* **Task to carry out**: An exact reproduction of all entries is expected.

* **Input for this task**:
PR #1954, opened 2022-12-15
Current iptables fixture tears down nodes in order modify iptables.

bkopilov:
When the machines started again the cached info must be refreshed.

In case machines state changed like stop/reboot cashed info may hide bugs in the node controllers or fail tests.

This patch is continuation of https://github.com/openshift/assisted-test-infra/pull/1947 Due to some mismach i created new patch.


bkopilov:
@lalon4 , @osherdp @adriengentil

osherdp:
flake. retesting
/test e2e-metal-assisted

osherdp (approved):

* **Answer for the task**:
PR #1954, opened 2022-12-15
Current iptables fixture tears down nodes in order modify iptables.

bkopilov:
When the machines started again the cached info must be refreshed.

In case machines state changed like stop/reboot cashed info may hide bugs in the node controllers or fail tests.

This patch is continuation of https://github.com/openshift/assisted-test-infra/pull/1947 Due to some mismach i created new patch.


bkopilov:
@lalon4 , @osherdp @adriengentil

osherdp:
flake. retesting
/test e2e-metal-assisted

osherdp (approved):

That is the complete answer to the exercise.